_PROBLEM TO WORK ON_
Your answer should consist of the lines in the following data that contain "this".

[[ ENTRIES PROVIDED open ]]

PR #9060, opened 2020-09-30
Copy Button to the Gradient Node

msDestiny14:
copy


deltakosh:
I would have move the copy button on the left of the delete button
Besides that this is perfect and LGTM

deltakosh (approved):

msDestiny14:
> I would have move the copy button on the left of the delete button
> Besides that this is perfect and LGTM

oh yes! Because that way while you're sliding if you misclick you don't delete it. I will switch.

[[ ENTRIES PROVIDED closed ]]

_FINISHED TASK_
Besides that this is perfect and LGTM
> Besides that this is perfect and LGTM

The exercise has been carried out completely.